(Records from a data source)
PR #341, opened 2022-11-25
RSS Feed for Release Notes

### LINKED ISSUE #264: RSS Feed for Release Notes page?
Any chance of creating a RSS feed for [release notes page](https://www.thunderbird.net/en-US/thunderbird/releases/) on thunderbird.net?

MelissaAutumn:
Resolves #264 

Includes rss feed generation into the build process. During the building of release notes, I gather up all the necessary details, and build the feed right after. This includes the full release notes. Tested and working with Thunderbird's RSS reader. 

I included beta releases by default. 

There's no new localization strings as the release notes are only in `en-US`.

In some brief research I found two rss generator projects
- https://github.com/lkiesow/python-feedgen
- https://github.com/getpelican/feedgenerator

I ended going with python-feedgen, as I had encoding issues with feedgenerator.

Example photo of the rss feed in Thunderbird.
image


MelissaAutumn:
I've updated the PR to switch from feedgenerator to python-feedgen due to encoding issues. I've tested this in Thunderbird's RSS reader, and it's working great. Did a spot check with the release note pages to ensure moving the content to a separate template does not harm the design. Looks fine there too.

builder.py
```diff
@@ -237,6 +243,78 @@ def build_notes(self):
...
+                continue
+
+            link = "{}/thunderbird/{}/releasenotes/".format(settings.CANONICAL_URL, version)
+
+            # Mix in our notes for the template
+            self._env.globals.update(**note)
+            # Hint to our svg helper function to skip svgs for this render
+            self._env.globals.update({'rss_build': True})
+            content = content_template.render({'version_number': version, 'link': link})
+            description = "For more on all the new features in Thunderbird {0}, see <a href=\"{1}\">What's New in Thunderbird {0}</a>".format(version, link)
```
jfx2006, line 297: This is kind of odd... will render as "For more on all the new features in Thunderbird 106.0beta, see"...

The issue is, not every version has new features. so this really isn't going to work.

jfx2006:
Can you send me a copy of the generated XML? The screenshot is nice, but there's things off-screen I'd like to see.

MelissaAutumn:
@jfx2006 Here you go. Let me know if you spot any issues. 
[feed.zip](https://github.com/thundernest/thunderbird-website/files/10118200/feed.zip)

builder.py
MelissaAutumn: Good point. I'll swap this out (and the footer of the template) for just the intro text then.

jfx2006:
image

- The title of every article includes "Release Notes", and the feed name also does. I think we can remove from article title/subject
- Website URL (under Subject) is wrong - last path component should be "releasenotes"
- Website URL also has wrong (102.5.0) version vs the Subject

• [Activity]: The records shown above should be given again word for word.

• [Result]:
PR #341, opened 2022-11-25
RSS Feed for Release Notes

### LINKED ISSUE #264: RSS Feed for Release Notes page?
Any chance of creating a RSS feed for [release notes page](https://www.thunderbird.net/en-US/thunderbird/releases/) on thunderbird.net?

MelissaAutumn:
Resolves #264 

Includes rss feed generation into the build process. During the building of release notes, I gather up all the necessary details, and build the feed right after. This includes the full release notes. Tested and working with Thunderbird's RSS reader. 

I included beta releases by default. 

There's no new localization strings as the release notes are only in `en-US`.

In some brief research I found two rss generator projects
- https://github.com/lkiesow/python-feedgen
- https://github.com/getpelican/feedgenerator

I ended going with python-feedgen, as I had encoding issues with feedgenerator.

Example photo of the rss feed in Thunderbird.
image


MelissaAutumn:
I've updated the PR to switch from feedgenerator to python-feedgen due to encoding issues. I've tested this in Thunderbird's RSS reader, and it's working great. Did a spot check with the release note pages to ensure moving the content to a separate template does not harm the design. Looks fine there too.

builder.py
```diff
@@ -237,6 +243,78 @@ def build_notes(self):
...
+                continue
+
+            link = "{}/thunderbird/{}/releasenotes/".format(settings.CANONICAL_URL, version)
+
+            # Mix in our notes for the template
+            self._env.globals.update(**note)
+            # Hint to our svg helper function to skip svgs for this render
+            self._env.globals.update({'rss_build': True})
+            content = content_template.render({'version_number': version, 'link': link})
+            description = "For more on all the new features in Thunderbird {0}, see <a href=\"{1}\">What's New in Thunderbird {0}</a>".format(version, link)
```
jfx2006, line 297: This is kind of odd... will render as "For more on all the new features in Thunderbird 106.0beta, see"...

The issue is, not every version has new features. so this really isn't going to work.

jfx2006:
Can you send me a copy of the generated XML? The screenshot is nice, but there's things off-screen I'd like to see.

MelissaAutumn:
@jfx2006 Here you go. Let me know if you spot any issues. 
[feed.zip](https://github.com/thundernest/thunderbird-website/files/10118200/feed.zip)

builder.py
MelissaAutumn: Good point. I'll swap this out (and the footer of the template) for just the intro text then.

jfx2006:
image

- The title of every article includes "Release Notes", and the feed name also does. I think we can remove from article title/subject
- Website URL (under Subject) is wrong - last path component should be "releasenotes"
- Website URL also has wrong (102.5.0) version vs the Subject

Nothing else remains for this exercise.